Here is my entire thought process , please do help me with the misconceptions that i have : Let's say initially the atmospheric pressure on the upper piston is $P$ and its the same just below it as well . Now , if the upper piston goes down by $y_1$ then the pressure on the upper piston increases to $P+\rho g y_1$ . This generates a force of $(P+\rho g y_1 - P)s_1$ which is to be balanced by the spring force , $ky_1$ . Giving the equation : $$ ky_1 = \rho g y_1$$ which is contradictory . For the lower piston , the change in pressure times the corresponding corss sectional area should be equal to $mg$ : $$ (P+\rho g h - (P+\rho g (h-y_1+y_2)) = mg $$

 

[haruspex]

Let's say initially the atmospheric pressure on the upper piston is $P$ and its the same just below it as well .

What about the spring? It is not necessarily in its relaxed state. That is why it is easier to work in terms of changes to forces and pressures.
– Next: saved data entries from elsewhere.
PR #1380, opened 2024-06-13
feat(nodejs): feature parity [2/N] - add `table.name` and `lancedb.connect({args})`

universalmind303:
depends on https://github.com/lancedb/lancedb/pull/1378

see proper diff here https://github.com/universalmind303/lancedb/compare/remote-table-node...universalmind303:lancedb:table-name


nodejs/lancedb/index.ts
```diff
@@ -76,15 +71,61 @@ export * as embedding from "./embedding";
...
+ * ```ts
+ * const conn = await connect({
+ *   uri: "/path/to/database",
+ *   storageOptions: {timeout: "60s"}
+ * });
+ * ```
+ */
+export async function connect(
+  opts: Partial<RemoteConnectionOptions | ConnectionOptions> & { uri: string },
+): Promise<Connection>;
```
wjones127, line 110: Should we mark the old style variant with `@deprecated`?

nodejs/src/connection.rs
```diff
@@ -56,12 +56,6 @@ impl Connection {
     #[napi(factory)]
     pub async fn new(uri: String, options: ConnectionOptions) -> napi::Result<Self> {
         let mut builder = ConnectBuilder::new(&uri);
-        if let Some(api_key) = options.api_key {
-            builder = builder.api_key(&api_key);
-        }
-        if let Some(host_override) = options.host_override {
-            builder = builder.host_override(&host_override);
-        }
```
wjones127, line 64: This was never used, right?

universalmind303: yeah. these are now unused as the js side handles the remote connection.

nodejs/lancedb/index.ts
universalmind303: I'm indifferent. I don't think it's much of a hassle supporting both signatures going forward.

wjones127: Okay that seems like a fine position for now.

wjones127 (approved):

Issue #1968, opened 2024-12-20
bug(python): create_table fails if no data is provided


qbit-:
### LanceDB version

v0.16.0

### What happened?

When using `create_table` without providing data (only providing schema), the function fails with 
```
  File "/usr/local/lib/python3.9/site-packages/lancedb/db.py", line 422, in create_table
    tbl = LanceTable.create(
  File "/usr/local/lib/python3.9/site-packages/lancedb/table.py", line 1888, in create
    new_table.add(data)
  File "/usr/local/lib/python3.9/site-packages/lancedb/table.py", line 1580, in add
    data, _ = _sanitize_data(
  File "/usr/local/lib/python3.9/site-packages/lancedb/table.py", line 172, in _sanitize_data
    data = _sanitize_schema(data, schema, on_bad_vectors, fill_value)
  File "/usr/local/lib/python3.9/site-packages/lancedb/table.py", line 2173, in _sanitize_schema
    data = _sanitize_vector_column(
  File "/usr/local/lib/python3.9/site-packages/lancedb/table.py", line 2228, in _sanitize_vector_column
    has_jagged_ndims = len(vec_arr.values) % len(data) != 0
ZeroDivisionError: integer division or modulo by zero
```

### Are there known steps to reproduce?

def test_add_table_with_empty_embeddings(tmp_path):
    db = lancedb.connect(tmp_path)

    class MySchema(LanceModel):
        text: str
        embedding: Vector(16)

    table = db.create_table("test", schema=MySchema)
    table.add(
        [{"text": "bar", "embedding": [0.1] * 16}],
        on_bad_vectors="drop",
    )

tristanz:
I cannot repro this on main.

Xuanwo:
Hi, this issue is invalid because the ZeroDivisionError when creating a table with schema and no data has been fixed by PR #2548 (merged 2025-07-25). The regression test `test_add_with_empty_fixed_size_list_drops_bad_rows` covers this scenario. I'm closing this now. Feel free to create a new issue if the problem still exists.

Issue #303, opened 2023-07-14
Searching on empty table produces scary error message


changhiskhan:
```
thread 'tokio-runtime-worker' panicked at 'index out of bounds: the len is 0 but the index is 0', /Users/changshe/code/lance/rust/src/index/vector/flat.rs:75:33
note: run with `RUST_BACKTRACE=1` environment variable to display a backtrace
```

Neither friendly nor helpful

changhiskhan:
should this return empty or raise an error?

AlexanderTheLit:
It'd be nice if it returned empty.

tristanz:
I cannot repro this on main.

PR #2548, opened 2025-07-25
fix: handle empty list with schema in table creation

tristanz:
## Summary
Fixes IndexError when creating tables with empty list data and a provided schema. Previously, `_into_pyarrow_reader()` would attempt to access `data[0]` on empty lists, causing an IndexError. Now properly handles empty lists by using the provided schema.

Also adds regression tests for GitHub issues #1968 and #303 to prevent future regressions with empty table scenarios.

## Changes
- Fix IndexError in `_into_pyarrow_reader()` for empty list + schema case
- Add Optional[pa.Schema] parameter to handle empty data gracefully  
- Add `test_create_table_empty_list_with_schema` for the IndexError fix
- Add `test_create_empty_then_add_data` for issue #1968
- Add `test_search_empty_table` for issue #303

## Test plan
- [x] All new regression tests pass
- [x] Existing tests continue to pass
- [x] Code formatted with `make format`


python/python/lancedb/table.py
```diff
@@ -123,6 +125,11 @@ def _into_pyarrow_reader(data) -> pa.RecordBatchReader:
         raise ValueError("Cannot add a single dictionary to a table. Use a list.")
 
     if isinstance(data, list):
+        # Handle empty list case
+        if not data:
```
eddyxu, line 129: Should we check `schema is not None` here?

tristanz: Yes!

eddyxu (approved):
Thanks @tristanz !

Now , if the upper piston goes down by $y_1$ then the pressure on the upper piston increases to $P+\rho g y_1$ .

Eh? Why? The piston does not become immersed in water.
The spring changes length, though.

 

[Bling Fizikst]

What about the spring? It is not necessarily in its relaxed state. That is why it is easier to work in terms of changes to forces and pressures.

Eh? Why? The piston does not become immersed in water.
The spring changes length, though.

Ahh i see . I redid the calculations now . If the upper piston went down by $y_1$ then the change in pressure exerted by the upperpiston would be $$\frac{ky_1}{s_1}$$ If the lower piston goes down by $y_2$ , then we can write the forces corresponding to change in pressures : $$ \left(\frac{ky_1}{s_1}+\rho g (h-y_1+y_2) - \rho g h\right)s_2 =mg$$ Doing the calculation gives : $$ y_1= \frac{mgs_1}{ks_2+\rho g s_1 (s_1-s_2)}$$ There still seems to be some slight error as there is a '-' in the denominator in the answer key .

 

[haruspex]

Ahh i see . I redid the calculations now . If the upper piston went down by $y_1$ then the change in pressure exerted by the upperpiston would be $$\frac{ky_1}{s_1}$$ If the lower piston goes down by $y_2$ , then we can write the forces corresponding to change in pressures : $$ \left(\frac{ky_1}{s_1}+\rho g (h-y_1+y_2) - \rho g h\right)s_2 =mg$$ Doing the calculation gives : $$ y_1= \frac{mgs_1}{ks_2+\rho g s_1 (s_1-s_2)}$$ There still seems to be some slight error as there is a '-' in the denominator in the answer key .

Two sign errors.
When a spring extends, which way does the force it exerts change?
To balance the added mass at the bottom, which way does the force at the lower piston need to change?

 

[Lnewqban]

Doing the calculation gives : $$ y_1= \frac{mgs_1}{ks_2+\rho g s_1 (s_1-s_2)}$$ There still seems to be some slight error as there is a '-' in the denominator in the answer key .

Let’s assume for a second that the container is perfectly cylindrical and that we have identical cross-section areas for the upper and lower pistons.
The height of the water column h should remain the same, regardless the magnitude of m.

If you make $S_1=S_2=S$;
then, $y_1=y_2=y$
and the equation gets simplified to be:

$$ y= \frac{mg}{k}$$

Because the shape of the vessel in our problem, we have certain mechanical advantage between both pistons.
The upper piston should slide at a slower rate than the lower piston.

Because of the above, $y_1<y_2$
and our equation will need to have a reduced value in the denominator, which will be achieved with “a '-' in the denominator in the answer key.”